If the complete cDNA full-length has not been obtained by the "electronic cloning" method, then design primers at the 5' or 3' end of the existing sequence, and perform long-length cDNA in the human liver Marathon-Ready cDNA library (Clontech Lab, Inc, USA) distance from the PCR reaction. The PCR products were then cloned and sequenced. Use AUTOASSEMBLER and STRIDER software to analyze whether the extended sequence has a complete ORF, if not, repeat the above process until the full length is obtained.

(3) RT-PCR

For the known sequences at the 5' and 3' ends, if there is still a gap in the middle that cannot be obtained from the existing public database or its own database, RT-PCR may be considered. Primers were designed at the 5' end of the sequence, and Oligo-dT was used as a primer at the 3' end to amplify in the liver total RNA library. The products were then cloned and sequenced. Finally splice and get the full length.

By using the above three methods in combination, the full-length coding sequence of the candidate human hALC protein was obtained. On the basis of splicing to obtain the full length (including at least the complete open reading frame), further design primer R1: 5'-TCCAGTGTTTCTGGCAGTTG-3' (SEQ ID NO.4) as the forward primer, oligonucleotide R2: 5' -TTGTGGTCTGATTGCACCAT-3'(SEQ ID NO.5) was used as a reverse primer, and the total RNA of the liver was used as a template for RT-PCR amplification. The PCR conditions for R1/R2 were 94°C for 5 minutes, followed by 94°C for 30 35 cycles of 30 seconds at 60°C and 1 minute at 72°C, with a final extension at 72°C for 5 minutes. The PCR amplification product was detected by electrophoresis, and the length of the amplified fragment was 1988bp.
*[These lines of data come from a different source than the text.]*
Issue #35378, opened 2022-03-08
Toml parser inconsistency between table and inline table nodes


HindujaB:
**Description:**
$subject

**Steps to reproduce:**
When we parse a TOML file with an in-line table that contains in-line tables at different levels, the parsed nodes are not always `TomlInlineTableValueNode`. They provide`TomlTableNode` sometimes.

For the below TOML file ,
```toml
a = [{ address = { number = 20, road = "Palm Grove", city = "Colombo 3" }, accounts = [{ id = "1" }, { id = "2" }] }]
```
This is parsed as below. 
![Screenshot from 2022-03-08 16-03-35](https://user-images.githubusercontent.com/28644893/157219506-2fe101fa-607e-4163-ab3c-af9caac14210.png)

**Affected Versions:**
Swanlake GA

**OS, DB, other environment details and versions:**

**Related Issues (optional):**
#35024

PR #35416, opened 2022-03-10
Add `toTable` util into InlineTableValueNode

### LINKED ISSUE #35304: Need an API to convert TOML in-line table to a TOML table
**Description:**
$subject
As per the TOML spec, an in-line TOML table is equivalent to a TOML table.
https://toml.io/en/v1.0.0#inline-table

**Describe your problem(s)**
The configurable implementations currently do not support the in-line tables. But, it will be required as we try to improve this. 
In order to support this, we will need an API that can convert an in-line TOML table to a TOML table. 

**Describe your solution(s)**
An API in the `TomlInlineTableValueNode` as `toTable()` that can return an equivalent `TomlTableNode` would be better.

xlight05:
## Purpose
Add `toTable` util into InlineTableValueNode which returns a new TomlTableNode. 
Resolves #35304

We need to completely hide InlineTableValueNode from the ast in array values after we fix the hierarchy.  properly. Issue is tracked from #35378

Fixes #<Issue Number>

## Check List 
- [ ] Updated Change Log
- [ ] Added necessary tests
  - [ ] Unit Tests
  - [ ] Spec Conformance Tests
  - [ ] Integration Tests
- [ ] Increased Test Coverage   
  - [ ] API documentation 
  - [ ] Ballerina By Examples

### DIFF
--- a/misc/toml-parser/src/main/java/io/ballerina/toml/semantic/ast/TomlInlineTableValueNode.java
+++ b/misc/toml-parser/src/main/java/io/ballerina/toml/semantic/ast/TomlInlineTableValueNode.java
@@ -50,7 +50,7 @@ public class TomlInlineTableValueNode extends TomlValueNode {
      * Get a single element of the array based on the Index.
      *
      * @param index index of the element
-     * @param <T> Type of the element
+     * @param <T>   Type of the element
      * @return Element object
      */
     public <T extends TopLevelNode> T get(int index) {
@@ -106,7 +106,7 @@ public class TomlInlineTableValueNode extends TomlValueNode {
         }
         return list;
     }
-    
+
     public TomlTableNode toTable() {
         Map<String, TopLevelNode> table = new HashMap<>();
         for (TopLevelNode node : elements) {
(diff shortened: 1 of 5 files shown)


anuruddhal (approved):

anuruddhal (dismissed):

HindujaB:
When we have a toml value like below 
```toml
a = [{accounts = [{id = "1"}, {id = "2"}]}]
```
The API seems to not convert the in-line tables recursively into table nodes. 

The in-line table node 
Screenshot from 2022-03-10 19-22-43

The `toTable()` result
Screenshot from 2022-03-10 19-21-17

Is this expected? @xlight05

xlight05:
> When we have a toml value like below
> 
> ```toml
> a = [{accounts = [{id = "1"}, {id = "2"}]}]
> ```
> 
> The API seems to not convert the in-line tables recursively into table nodes.
> 
> The in-line table node Screenshot from 2022-03-10 19-22-43
> 
> The `toTable()` result Screenshot from 2022-03-10 19-21-17
> 
> Is this expected? @xlight05

Yes, In this util class we don't edit the tree in any way. Instead we simply return a toml table for the inline value node.  You might have to check recursively on array nodes and handle this when consuming.  We will properly fix this in #35378

HindujaB (approved):
Verified the API. LGTM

Then, the PCR amplification product was cloned and sequenced according to conventional methods to obtain the sequence shown in SEQ ID NO.6.

Example 2

Sequence information and homology analysis of human hALC gene:

The novel human hALC full-length cDNA of the present invention (GenBank Accession No.AY013707. It has not been disclosed before this application) has a length of 1988bp, and the detailed sequence is shown in SEQ ID NO.6, wherein the open reading frame is located at 31-1671 nucleotides . The amino acid sequence of human hALC was deduced according to the full-length cDNA, with a total of 546 amino acid residues, a molecular weight of 59987.88, and a pI of 5.49. See SEQ ID NO.7 for the detailed sequence.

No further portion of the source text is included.